Looking Ahead: Critical Tools for Critical Thinking
The future of AI in education will be defined not by who can generate the most content, but by who can design critical tools—tools that empower teachers and students to think more deeply, not less.
This requires AI developers to understand not just what artificial intelligence can do, but what human intelligence needs to flourish. It means designing from a foundation of learning science rather than technological capability.
The Questions That Guide Our Development
As we continue building AI tools for education, we constantly return to these research-informed questions:
- Does this tool make teachers more effective at developing critical thinking in their students?
- Does it preserve or enhance student agency in the learning process?
- Does it reduce cognitive load for teachers without reducing cognitive challenge for students?

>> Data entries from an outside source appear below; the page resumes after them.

PR #1510, opened 2024-08-23
add filters and update makefile for SI

RabiaSajjad:


bin/filter/filter_service.py
```diff
@@ -21,15 +27,48 @@ def main():
...
-        except ValueError:
-            pass
+        for rem in REMOVE_COLUMNS:
+            del row[rem]
+
+        # calculate total number of applications
+        row['num_applications_total'] = 0
+        num_fields = [ 'num_phone_enquiries',
+                       'num_applications_by_phone',
+                       'num_website_visits',
```
JVickery-TBS, line 42: Same as `num_phone_enquiries`, I don't think we need `num_website_visits` as we are just calculating the `num_applications_total`

bin/filter/filter_service_std.py
```diff
@@ -21,35 +22,44 @@ def main():
...
-            num, den = num + int(row['q3_performance_result']), den + int(row['q3_business_volume'])
-        except ValueError:
-            pass
+
+        num = int(row['volume_meeting_target']) if row['volume_meeting_target'] else 0
+        den = int(row['total_volume']) if row['total_volume'] else 0
+
+        # performance = volume_meeting_target / total_volume
+        if num <= 0 or den <=0:
+            row['performance'] = 0
```
JVickery-TBS, line 38: `Performance` in their DEP is listed as "Optional", as are the `volume_meeting_target` and `total_volume` with the descriptions that no value inputted specifies that no data is available.

So I think `performance` should be the same, if `volume_meeting_target` or `total_volume`  <=0 then `row['performance'] = None` so that the value is null in the DS.

bin/filter/filter_service_std.py
```diff
@@ -21,35 +22,44 @@ def main():
...
+        else:
+            row['performance'] = num / den
+
+        # negative performance is not possible
+        if row['performance'] < 0:
+            row['performance'] = 0
+
         try:
-            num, den = num + int(row['q4_performance_result']), den + int(row['q4_business_volume'])
+            target = float(row['target'])
```
JVickery-TBS, line 47: Similar to `Performance`, the `target_met` is Optional in their DEP. So basically if the target is None, then the `target_met` also is None.

Otherwise, we can do the calculation you have.

bin/filter/filter_service_std.py
```diff
@@ -21,35 +22,44 @@ def main():
...
         except ValueError:
-            pass
-        if not den:
-            row['performance'] = 'ND'
+            target = 0
+
+        # if no total_volume then target_met is not possible
+        if den <= 0:
+            row['target_met'] = -1
```
JVickery-TBS, line 53: Sorry, we changed the control list to `NA`, `N`, `Y`,

so update `-1` to `"NA"`

bin/filter/filter_service_std.py
```diff
@@ -21,35 +22,44 @@ def main():
...
+
+        # if performance >= target then target is met
+        elif row['performance'] >= target:
+            row['target_met'] = 1
```
JVickery-TBS, line 57: update `1` to `"Y"`

bin/filter/filter_service_std.py
```diff
@@ -21,35 +22,44 @@ def main():
...
+
+        # otherwise target_met is not met
         else:
-            row['performance'] = '%0.5f' % (float(num) / den)
+            row['target_met'] = 0
```
JVickery-TBS, line 61: update `0` to `"N"`

JVickery-TBS (approved):

JVickery-TBS:
@RabiaSajjad as discussed, we can see if we can get the order of fields.

For service:
 - `program_name_en` and `program_name_fr` can go right after `program_id` column
 - `num_applications_total` can go right after the last type of those fields: `num_applications_by_other`

For service standard:
 - `performance` can go after `total_volume` (its like that in their DEP)
 - `target_met` can go after `comments_fr` (its like that in their DEP)

JVickery-TBS:
@RabiaSajjad amazing! thanks so much. I think this is good? unless if we want @wardi  to review it if he has time?

bin/filter/filter_service_std.py
```diff
@@ -20,36 +32,44 @@ def main():
...
+        # performance = volume_meeting_target / total_volume
+        if num <= 0 or den <=0:
+            row['performance'] = None
         else:
-            row['performance'] = '%0.5f' % (float(num) / den)
+            row['performance'] = num / den
+
+        # negative performance is not possible
+        if row['performance'] and row['performance'] < 0:
+            row['performance'] = 0
```
wardi, line 53:
```suggestion
            row['performance'] = max(num / den, 0)
```

wardi:
Don't know how large the data is, but these filter scripts would be good candidates for using pandas or similar if there's interest in speeding them up

PR #1511, opened 2024-08-30
nap5: enforce validation on status, progress fields

wardi:
OPEN-3581 points out missing progress_fr checks, but they're also missing on status and progress_en


thriuin:
@RabiaSajjad  I recommend merging this PR. Can you please handle during my absence? Thanks

PR #1515, opened 2024-09-27
leave spaces in datatables column labels

wardi:
missing_spaces


JVickery-TBS (approved):
@wardi looks like the Recombinant template is fine (no &nbsp stuff for the labels).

- Does it support metacognitive development—helping students understand how they learn?
- Does it scaffold productive struggle rather than eliminating it?
The AI revolution in education is just beginning. The choices we make now—whether to prioritize efficiency over agency, answers over questions, completion over understanding—will shape how an entire generation develops their capacity to think critically about an increasingly complex world.
My PhD research convinced me that the goal isn't to make learning easier—it's to make learners more capable. The best AI tools will be those that honor this distinction, supporting the beautiful complexity of human learning rather than trying to simplify it away.